Madeleine had speedily adapted herself to her duties as dresser to Mademoiselle Blanche, and her nightly trips to the theatre were the most exciting experiences of her life. After seeing the plunge from the top of the Circus, however, she had refused to look at it again. "It freezes my blood," she would repeat, whenever Jules referred to it. "It's too horrible!"

"But she makes a lot of money by it," Jules insisted.

"She would do much better to stay poor," Madeleine replied, with a tartness that was rare with her and made Jules burst out laughing.

"Madeleine," he said, confidentially. "Madeleine, come over here."

Madeleine bent her head towards him with a smile on her face.

"Madeleine, do you think there's any one—any one that she cares about particularly—any one you know? Eh?"

Madeleine's wrinkles deepened, as the smile spread over her face and lighted her faded eyes.

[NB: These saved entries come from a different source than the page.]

PR #2028, opened 2026-06-02
Read zipped UFO (.ufoz) sources

felipesanches:
fontc accepted `.ufo` and `.designspace` but rejected `.ufoz` (a zipped UFO) with UnrecognizedExtension, even though fontmake / fontTools.ufoLib read it. Some upstreams commit only the compact `.ufoz` and unzip it to a build-time `temp/*.ufo`, so google-fonts-sources / fontc_crater report a spurious "missing source" for the fontc side (e.g. aaronbell/LxgwMarkerGothic).

- fontc::Input::new routes `*.ufoz` to the designspace/UFO source; the args.rs help text and ttx_diff's source_is_variable learn the extension.

- DesignSpaceIrSource::new unpacks a `.ufoz` into a tempfile::TempDir and builds from the inner `.ufo`. fontc reads a UFO as a directory tree lazily during compilation, so extraction-to-temp fits; the TempDir is held in the source (Workload owns the source for the whole build) so the unpacked files outlive every work item.

- The UFO payload always lands in a synthetic `<stem>.ufo`, whether the archive wraps it in one top-level directory (`zip -r`) or stores the contents at the root (ufoLib). A single non-junk top-level directory is stripped; archiver junk (__MACOSX/, .DS_Store, Thumbs.db) is ignored.

- The `.ufoz` is untrusted (fontc_crater builds arbitrary repos): entries are written through a size-limited copy (2 GiB ceiling) so a decompression bomb cannot exhaust RAM; zip's enclosed_name guards path traversal.

- Adds the `zip` dependency (default-features off, deflate only; flate2 is already in the tree).

Tests: wrapped/root-contents/junk layouts, an end-to-end build of glyph IR from a `.ufoz` (exercising the lazy temp-dir reads) with parity against the `.ufo`, and error paths (invalid archive, missing metainfo).

Assisted by an AI agent (Claude Opus 4.8)

### DIFF
--- a/Cargo.toml
+++ b/Cargo.toml
@@ -20,6 +20,8 @@ clap = { version = "4.0.32", features = ["derive"] }
 rayon = "1.6"
 icu_properties = "=2.1"
 smallvec = {version = "1.15", features = ["const_new"]}
+tempfile = "3.3.0"
+zip = { version = "2.1", default-features = false, features = ["deflate"] }
 
 # fontations etc
 write-fonts = { version = "0.44.1", features = ["serde", "read"] }
@@ -29,7 +31,6 @@ norad = { version = "0.18.2", default-features = false }
 # dev dependencies
 criterion = "0.7"
 diff = "0.1.12"
-tempfile = "3.3.0"
 more-asserts = "0.3.1"
 pretty_assertions = "1.3.0"
 temp-env = "0.3.3"
--- a/fontc/src/args.rs
+++ b/fontc/src/args.rs
@@ -15,7 +15,7 @@ use crate::Error;
 #[derive(Serialize, Deserialize, Parser, Debug, Clone, PartialEq)]
 #[command(version)]
 pub struct Args {
-    /// A designspace, ufo, or glyphs file
+    /// A designspace, ufo, ufoz, glyphs, glyphspackage, or fontra source
     #[arg(
         conflicts_with = "source",
         required_unless_present("source"),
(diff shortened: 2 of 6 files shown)


felipesanches:
I reviewed it and it looks good to me.

The security measure (block decompression of data that would result in more than 2 gigabytes) seems a bit paranoid. But still correct, so I think it is fine.

The removal of "junk" folders at first sounded to me as a bit superfluous, but in reality it affects the decision of whether or not a top-level directory is created or if the UFO contents are unzipped directly at the root dir. So removing those junk folders ensures the correct detection is made, leading to proper handling of the extracted files.

This PR will enable us to load `.ufoz` files and, with that, clean up a few of the remaining outliers in [fontc_crater's report](https://googlefonts.github.io/fontc_crater/) (among those "failed to find" targets)

felipesanches:
I've alsoconsidered whether decompressing to filesystem would cause performance issues, but (at least on Linux) these files are save on a temporary directory at /tmp mounted as tmpfs which effectively saves directly to RAM. Other code-paths in the existing fontc code seem to already handle UFOs on the filesystem, so I think that this PR is not the right place for us to try to deal with this matter (if we even think it should be adddressed at all).

cmyr:
so my preference for handling this would be to add ufoz support in norad, and there is a draft PR up that accomplishes that, at https://github.com/linebender/norad/pull/407.

I did consider that it might be easier to add this support directly into fontc, but I think in general it makes sense for norad to support this if anyone does, because it _is_ [part of the UFO spec](https://unifiedfontobject.org/versions/ufo3/#storage-formats).

rsheeter:
+1 to norad, does that mean we close this?

felipesanches:
yes! ;-)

"Ah, Monsieur Jules, she is very fond of her sisters. She is always talking about them, especially about la petite Jeanne. Then she's very fond of her mamma, too, of course."

"Madeleine, you're trying to plague me now. You know I don't mean that. I mean any—any—?"

"Any gentleman, Monsieur Jules?" the old woman asked.

"Yes, Madeleine, any gentleman."

Madeleine grew thoughtful.

"She often speaks of Monsieur Berthier, who is going to marry her mother. She says he's very kind to her sisters."

"And is that all, Madeleine? Doesn't she speak of any one else? Doesn't she ever speak of—of me?"

"Oh, yes, Monsieur Jules, she thinks you've been very good to her and her mother. She often speaks of that."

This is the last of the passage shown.